PR #345, opened 2015-12-12
Network model loading (Fix #334 for the LoadJassimpModel API)

### LINKED ISSUE #334: File import fails on using loadJassimpModelFromSD(...)
Hi @danke-sra ,

I'm trying to load a model file which is present in the Device Storage on the Note4 test device. The models load fine if they are part of the assets folder of the application but fails when trying to access the same from external storage.

I'm copying the log that reflects the error.

```
...
...
...
11-12 08:23:16.674: W/System.err(19349): java.io.IOException: Unable to open file "astro_boy.dae".
11-12 08:23:16.674: W/System.err(19349): 	at org.gearvrf.jassimp2.Jassimp.aiImportFile(Native Method)
11-12 08:23:16.674: W/System.err(19349): 	at org.gearvrf.jassimp2.Jassimp.importFile(Jassimp.java:96)
11-12 08:23:16.674: W/System.err(19349): 	at org.gearvrf.GVRImporter.loadJassimpModelFromSD(GVRImporter.java:122)
11-12 08:23:16.674: W/System.err(19349): 	at org.gearvrf.GVRContext.loadJassimpModelFromSD(GVRContext.java:512)
...
...
...
```

You can also reproduce the same error if you keep the astro_boy.dae in the external storage and use 
```
loadJassimpModelFromSD("astro_boy.dae");
```
in the place of loadJassimpModel(...) at line 69 of [gvrjassimpmodelloader sample code](https://github.com/Samsung/GearVRf/blob/master/GVRf/Sample/gvrjassimpmodelloader/src/org/gearvrf/jassimpmodelloader/JassimpModelLoaderViewManager.java#L69).

danke-sra:
- Use a single entry-point to load models from all filesystems and network
- Add GVRResourceVolume to represent various filesystems from which resources
  can be loaded: android assets, linux filesystem, android sdcard and network.
- Resources referenced by a model file can be loaded from the same location of
  the model file using GVRReourceVolume.
- FileNameUtils is updated to help resolve relative paths in filesystems and URLs.
- Updated sample to show loading from network.


danke-sra:
This applies similar URL feature to the new API loadJassimpModel(...)

GVRf/Framework/src/org/gearvrf/GVRResourceVolume.java
```diff
@@ -0,0 +1,111 @@
...
+
+import java.io.File;
+import java.io.IOException;
+import java.net.MalformedURLException;
+import java.net.URL;
+
+import android.os.Environment;
+
+/**
+ * Models a file system which supports stream I/O.
```
liaxim: There is some overlap with the purpose of GVRAndroidResource. We can't have them both with this being some kind of a dispatcher. Can't this stuff be rolled into GVRAndroidResource?

danke-sra: Good question. That's the same question I asked myself when started to add this feature. 

However, that turns out to be sub-optimal to me: 1) Resource and Resource Volume are different constructs like File vs. File System. Resource Volume is similar to the IOSystem interface that can be extended to be a clean module of virtual file system. Now it is simple but it is does become complex, mixing it up with GVRAndroid would make the code unreadable / unmaintainable. 

2) The only overlap is the function "openFileInSameLocation" in GVRAndroidResource. It it not implemented and can be removed so their functionality are separated.

liaxim: GVRAndroidResource is used for loading textures and meshes. It should be used (and extended if necessary) to load models. If GVRAndroidResource is not good enough - we should replace it with something better that is used for textures, meshes and models and prevents the overload fan out GVRAndroidResource does.

We can't have the implementation (or worse, future implementation predictions) drive the APIs we expose. Let's come up with best API we can and then we can worry about the implementation.

danke-sra: Let me point out something different from meshes and models to begin with (which is necessary):

1) Mesh and texture cannot include other files. -- so only a wrapper for a File would suffice -- this is what GVRAndroidResource is designed for. The newly added overload GVRAndroidResource(URL) is a compatible addition to original design and purpose. It can be used for texture / mesh as well.

2) Models require something that supports "openFile" (see IOSystem interface in assimp). FBX can include submodels in other FBX file. OBJ include MTL as a separate file. If we don't break original design of GVRAndroidResource, we would need an equivalent of IOSystem, for which I think the cheapest impl. will be something like the current GVRResourceVolume.

danke-sra:
Cleaned up the unused openFileInSameLocation method in GVRAndroidResource

danke-sra:
For the point about API design, I think this patch represents a step towards that. However, it is unfair to call this as a implementation-driven API. The goal is to refactor towards a unified and simple API for model loading. However, before the API is drastically changed, some refactoring towards this is shown to be practical in this patch. It works reliably.

GVRf/Framework/src/org/gearvrf/GVRResourceVolume.java
```diff
@@ -0,0 +1,111 @@
...
+    }
+
+    /**
+     * Opens a file from the volume. The filePath is relative to the defaultPath.
+     *
+     * @param filePath          File path of the resource to open.
+     *
+     * @throws IOException
+     */
+    public GVRAndroidResource openResource(String filePath) throws IOException {
```
liaxim: (1)
For the sake of the discussion, the various cases could have been different static factory methods in GVRAndroidResource:
```
GVRAndroidResource r = GVRAndroidResource.assetsResource(..)
GVRAndroidResource r = GVRAndroidResource.filesystemResource(..)
GVRAndroidResource r = GVRAndroidResource.externalStorageResource(..)
GVRAndroidResource r = GVRAndroidResource.networkResource(..)
```

People are already having to deal with loadTexture and loadMesh so they ideally should have to be familiar with one way of representing a resource (given the fact that we went through the trouble to come up with GVRAndroidResource).

GVRf/Framework/src/org/gearvrf/GVRContext.java
```diff
@@ -517,7 +518,16 @@ public GVRSceneObject loadJassimpModel(String assetFile) throws IOException {
     }
 
     public GVRSceneObject loadJassimpModel(String assetFile, EnumSet<GVRImportSettings> settings) throws IOException {
-        return GVRImporter.loadJassimpModel(this, assetFile, settings);
+        return GVRImporter.loadJassimpModel(this, assetFile, GVRResourceVolume.VolumeType.ANDROID_ASSETS, settings);
+    }
+
+    public GVRSceneObject loadJassimpModelFromURL(String urlString) throws IOException {
```
liaxim: (2)
And then, if you happen to have something like what I suggested in comment (1), users should be able to use one version of loadJassimpModel which accepts a GVRAndroidResource. And on a side note, I think we should rename the method to loadModel as the loader we use is irrelevant.

danke-sra:
Can we do the API redesign in another patch? I am a bit lost in the discussion. This is meant to be a fix to the filed bug -- just load textures from the location of the model. For API change, I think it can come next, and I am flexible with that.

thomasflynn:
ditto with the API change to loadModel().  that should be a different separate commit for a different time.

liaxim:
I have completely missed the point that this is a bug fix.

The gvrjassimpmodelloader changes have to go to the Demos repo.

liaxim:
Verified that loading the model from the SD card works - the bug is fixed.

Will add couple of comments you can choose to ignore. Other than the sample-to-Demos thing, this looks good to me.

GVRf/Framework/src/org/gearvrf/GVRResourceVolume.java
```diff
@@ -0,0 +1,111 @@
...
+        ANDROID_SDCARD,
+        LINUX_FILESYSTEM,
+        NETWORK,
+    }
+
+    protected GVRContext gvrContext;
+    protected VolumeType volumeType;
+    protected String defaultPath;
+
+    public GVRResourceVolume(GVRContext gvrContext, VolumeType volume) {
```
liaxim: We can't hide the introduction of a new publicly visible class but we can at least prevent the end users from instantiating it by making the ctors package-private.

GVRf/Sample/gvrjassimpmodelloader/src/org/gearvrf/jassimpmodelloader/JassimpModelLoaderViewManager.java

About this exercise: Tally up the lines above in which "openFileInSameLocation" occurs. Give the result as a bare number.

Solution below: 2